## ABOUT THIS TASK
Give back every line of the data, transcribed exactly.

## DATASET CONTENT

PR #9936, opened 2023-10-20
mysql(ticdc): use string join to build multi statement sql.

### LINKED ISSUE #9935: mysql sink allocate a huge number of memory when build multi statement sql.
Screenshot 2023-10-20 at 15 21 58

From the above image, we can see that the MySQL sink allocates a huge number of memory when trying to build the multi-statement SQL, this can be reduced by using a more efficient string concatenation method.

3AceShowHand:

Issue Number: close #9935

## EXERCISE ANSWER
PR #9936, opened 2023-10-20
mysql(ticdc): use string join to build multi statement sql.

### LINKED ISSUE #9935: mysql sink allocate a huge number of memory when build multi statement sql.
Screenshot 2023-10-20 at 15 21 58

From the above image, we can see that the MySQL sink allocates a huge number of memory when trying to build the multi-statement SQL, this can be reduced by using a more efficient string concatenation method.

3AceShowHand:

Issue Number: close #9935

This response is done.